■ EXERCISE OBJECTIVE
Find and copy the lines in the records beneath this task that contain the word "services".
═════ GIVEN DATA ═════
PR #772, opened 2023-02-27
DOP-3437: Remove DevHub code from Autobuilder

rayangler:
### Ticket

[DOP-3437](https://jira.mongodb.org/browse/DOP-3437)

### Notes

* Removes DevHub-related code paths.
* Removes DevHub-related configuration from yml files. 
   * **Open question:** Do we want to remove the corresponding values from Parameter Store after validating that preprd and prd environments are unaffected by config removal? Just want to make sure that those values are not needed for long-term reference.
* Feel free to let me know if there's anything else I could/should delete that is missing from this PR!


api/controllers/v1/dochub.ts
```diff
@@ -1,10 +1,6 @@
 import { FastlyConnector } from '../../../src/services/cdn';
 import { ConsoleLogger } from '../../../src/services/logger';
 import { CDNCreds } from '../../../src/entities/creds';
-import * as c from 'config';
```
schmalliso, line 4: THANK YOUUUUUU

schmalliso (approved):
═════
■ WRITTEN RESPONSE
 import { FastlyConnector } from '../../../src/services/cdn';
 import { ConsoleLogger } from '../../../src/services/logger';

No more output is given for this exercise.